Source data:
--- START ---
PR #10867, opened 2025-08-12
Improved TUI debugging

jedevc:
This PR adds improved TUI debugging, by allowing a new `T` hotkey to open a terminal on a span.

[asciicast](https://asciinema.org/a/jhVkugQYzGpLM6rzjmoMvPLTM)

This is supported for existing terminal functions on `Container` and `Directory`, as well as on `Service`, where `Service.terminal` has now been added as well!

Related:
- https://github.com/dagger/dagger/issues/10923

### DIFF
--- a/dagql/idtui/frontend_pretty.go
+++ b/dagql/idtui/frontend_pretty.go
@@ -31,6 +31,7 @@ import (
 	"go.opentelemetry.io/otel/trace"
 	"golang.org/x/term"
 
+	"dagger.io/dagger"
 	"dagger.io/dagger/telemetry"
 	"github.com/dagger/dagger/dagql/dagui"
 	"github.com/dagger/dagger/engine/slog"
@@ -44,6 +45,8 @@ var ErrInterrupted = errors.New("interrupted")
 
 type frontendPretty struct {
 	dagui.FrontendOpts
+
+	dag *dagger.Client
 
 	// don't show live progress; just print a full report at the end
 	reportOnly bool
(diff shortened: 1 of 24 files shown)


dagql/idtui/frontend_pretty.go
```diff
@@ -623,6 +632,8 @@ func (fe *frontendPretty) keys(out *termenv.Output) []key.Binding {
 		key.NewBinding(key.WithKeys("r"),
 			key.WithHelp("r", "go to error"),
 			KeyEnabled(focused != nil && focused.ErrorOrigin != nil)),
+		key.NewBinding(key.WithKeys("t"),
```
vito, line 635: This should probably be conditional on whether the focused span is terminal-able, like above

dagql/idtui/frontend_pretty.go
```diff
@@ -1300,6 +1369,7 @@ func (fe *frontendPretty) handleEditlineKey(msg tea.KeyMsg) (cmd tea.Cmd) {
 	return cmd
 }
 
+//nolint:gocyclo // splitting this up doesn't feel more readable
```
vito, line 1401: 👍

docs/docs-graphql/schema.graphqls
```diff
@@ -3968,6 +3968,11 @@ type Service {
     kill: Boolean = false
   ): ServiceID!
 
+  """Forces evaluation of the pipeline in the engine."""
+  sync: ServiceID!
```
vito, line 3972: Why was this added anyway? Seems like it's a no-op? (`Evaluate` just returns `nil, nil`)

jedevc: This just "forces" it to be sent to the engine.

```go
// this never gets sent to the engine, since there's never a query
LoadServiceFromID(id).Terminal()

// i need some method to actually "force" it to be sent
LoadServiceFromID(id).Terminal().Sync(ctx)
```

*Maybe* `Service.terminal` could always take a `ctx`, similar to `Start`? But then it has a different signature than `Container.terminal`/`Directory.terminal`.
--- END ---
Brief> Among the lines above, list those that contain the word "NewBinding".

Completed task>
 		key.NewBinding(key.WithKeys("r"),
+		key.NewBinding(key.WithKeys("t"),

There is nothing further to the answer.